AS far as I am concernde: no need for fixed focals,as long as good zooms are available. And anything faster than f/2.8 has too thin DOF on FF anyway.


----------



## briansquibb (Jun 11, 2012)

AvTvM said:


> briansquibb said:
> 
> 
> > Why the slow 200-400? Might as well add the 70-300L. And the slow 2.8's as well? yuk
> ...



What nonsense you talk


----------



## RLPhoto (Jun 11, 2012)

AvTvM said:


> briansquibb said:
> 
> 
> > Why the slow 200-400? Might as well add the 70-300L. And the slow 2.8's as well? yuk
> ...



I shoot all primes because I prefer thin DOF.


----------



## kdsand (Jun 12, 2012)

neuroanatomist said:


> kdsand said:
> 
> 
> > An expensive set. ;D ;D
> ...


"Sigh"
That would blow both my mortgage payments. :-\


----------



## Jettatore (Jun 12, 2012)

If this turns out 100% and releases, props to Canon for the extended support. It's a huge show of faith supporting older products, especially with an extravagant release like this, and should be a long running trend. My hats off, things like this will keep my arse firmly parked as a Canon fan.
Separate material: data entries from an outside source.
PR #144, opened 2016-12-07
Bump Dependencies to 4.3.0

caleblloyd:
The .NET Dependencies have been updated to 4.3.0 across the board, and we should upgrade!

I've also changed the `System.Threading` dependency to `System.Threading.Tasks`.  The former is not compatible with UWP but the latter is.

### DIFF
--- a/src/MySqlConnector/project.json
+++ b/src/MySqlConnector/project.json
@@ -25,29 +25,29 @@
 				"System.Transactions": "4.0.0.0"
 			},
 			"dependencies": {
-				"System.Buffers": "4.0.0",
-				"System.Runtime.InteropServices.RuntimeInformation": "4.0.0",
-				"System.Threading.Tasks.Extensions": "4.0.0"
+				"System.Buffers": "4.3.0",
+				"System.Runtime.InteropServices.RuntimeInformation": "4.3.0",
+				"System.Threading.Tasks.Extensions": "4.3.0"
 			}
 		},
 		"netstandard1.3": {
 			"frameworkAssemblies": {
 			},
 			"dependencies": {
-				"System.Buffers": "4.0.0",
-				"System.Collections.Concurrent": "4.0.12",
-				"System.Data.Common": "4.1.0",
-				"System.IO": "4.1.0",
-				"System.IO.Compression": "4.1.0",
-				"System.IO.FileSystem": "4.0.1",
-				"System.Linq": "4.1.0",
-				"System.Net.NameResolution": "4.0.0",
-				"System.Net.Security": "4.0.0",
-				"System.Net.Sockets": "4.1.0",
-				"System.Runtime.Extensions": "4.1.0",
-				"System.Runtime.InteropServices.RuntimeInformation": "4.0.0",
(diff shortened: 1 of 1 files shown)


bgrainger:
I don't know what the right philosophy is here. It's certainly nice to test against the latest packages, and ensure that there are no accidental breaking changes. However, does upgrading our dependencies force clients to update from (say) System.Buffers 4.0.0 to 4.3.0 unnecessarily (since this library will work fine with the older version)?

bgrainger:
> I've also changed the `System.Threading` dependency to `System.Threading.Tasks`

Does that require 4.3, or can we fix UWP without that? (Update, we can: #147.)

caleblloyd:
I'm of the opinion that using the latest stable dependencies available is the best idea.  They may contain underlying performance or errata fixes.

If library implementors always update their .NET Core to the latest stable version, these dependencies will match their .NET Core dependencies.  For example, if an app uses .NET Core 1.1, it uses version `4.3.0` of all of the `System.` libraries already, so `dotnet restore` will avoid requiring that they install an older version of the `System.` as long as we are also on `4.3.0`.

Conversely, if library implementors stay on .NET Core 1.0 then they would pull less dependencies if we don't update...  With Software, however, I think it's always better to update as long as BC is maintained.

We can't have UWP support until we figure out a way to get `System.Net.Security` or an alternate package to work with UWP.  This is the package that provides `SslStream` which is pretty important :)  I'm wondering if this is the reason that the only Entity Framework [sample for UWP](https://docs.microsoft.com/en-us/ef/core/get-started/uwp/getting-started) is SQLITE.

I can only think of a couple practical reasons for talking directly to an SQL Server from UWP in the first place:

1. You are building a Database Browser (similar to MySqlWorkbench)
2. Some internal application to your company where you are not worried about people trying to hack your database (since the connection string could be easily decompiled out of the binary)

bgrainger:
> I'm of the opinion that using the latest stable dependencies available is the best idea. They may contain underlying performance or errata fixes.

I agree, but I don't think that's *our* decision. 

We should be compatible with them, but we don't need to force any consumers of MySqlConnector to update past the minimum package version that they need for their app. For all we know, they may have extensive compliance testing for each set of dependencies that are shipped and the timeframe of updating to .NET Core 1.1 should be in their hands, not forced because they update MySqlConnector to get a small bugfix.

What if the library uses the minimum version (for compatibility with consumers), but the SideBySide tests use the latest dependencies? That should test that MySqlConnector does work with the latest platform/libraries.

caleblloyd:
> For all we know, they may have extensive compliance testing...

Good point

> What if the library uses the minimum version (for compatibility with consumers), but the SideBySide tests use the latest dependencies?

Ah I think I misunderstood how NuGet works.  Now I see on our [nuget page](https://www.nuget.org/packages/MySqlConnector/) that our `project.json` dependencies are the _minimum_ library version required.  I mistakenly thought that dependencies were pinned to that exact version.

So if apps are running .NET core 1.1, they should default to using the `4.3.0` even if we specify `4.0.0` in the project.json.  That's all I was after.

Issue #338, opened 2019-09-11
Stop releasing krew as .zip


ahmetb:
History here: Initially, krew only had .zip support for archives, but we added
.tar.gz in v0.2. This is why we're distributing krew itself (as a plugin) in
both extensions.

Currently we have a single file containing all release binaries in both
archieve formats (we might consider splitting in the future), however right now
there's no need for us to have both (.tar.gz and .zip).

Especially for analytics (download counts tracking via GitHub releases API),
having both files is just making it harder.

For v0.3.0, I'm hoping to get rid of .zip format. The only **downside** I can
think of: If a windows user needs the krew.exe, they need to install an extra
tool to extract it out of .tar.gz file.

Thoughts?

/kind proposal
/kind cleanup
/assign

ahmetb:
Actually it seems like since krew needs to be installed via krew for the first time, windows users will need either a `krew.exe` or `krew.zip`. Otherwise, they have to download something extra like 7-ZIP to be able to get the krew.exe out.

What if we distributed these:
- krew.tar.gz{,.sha256}
- krew.exe{,.sha256}

corneliusweig:
Sounds good to me.

ahmetb:
Fixed with #339.

PR #339, opened 2019-09-11
Remove krew.zip from release, add krew.exe

ahmetb:
This patch removes krew.zip (previously used in krew.yaml as well as
windows installation instructions) and adds:

- krew.exe (to be used in first-time installation on windows)
- krew.exe.sha256 (checksum file)

ref: #338 
/hold

### DIFF
--- a/.travis.yml
+++ b/.travis.yml
@@ -34,10 +34,10 @@ deploy:
   on:
     tags: true
   file:
+  - out/krew.yaml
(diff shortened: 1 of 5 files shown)


corneliusweig:
/lgtm
/approve
Maybe it's worth thinking about releasing the `exe` file zipped. Brings a 12MB binary down to 4.something.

While it's of topic, I think to take this logic a step further, Canon should simply open their firmware to those daring enough to mess with things under the hood. Even if they stipulate that it breaks warranty or some such, which is I'm sure specifically a big reason why they don't want to do this as that would be hard to track if a firmware hack broke something physically and then the original firmware was flashed back, it's still just the cooler thing to do and I think in general, a much bigger positive for all of photography on the whole compared to that minor downside of occasional bricked cameras.


----------



## Marsu42 (Jun 12, 2012)

Jettatore said:


> Even if they stipulate that it breaks warranty or some such, which is I'm sure specifically a big reason why they don't want to do this as that would be hard to track if a firmware hack broke something physically and then the original firmware was flashed back



You can already break you camera with magic lantern if you want and then, if it's still somewhat working, reset the bootable flag so no one will notice you ever used ml.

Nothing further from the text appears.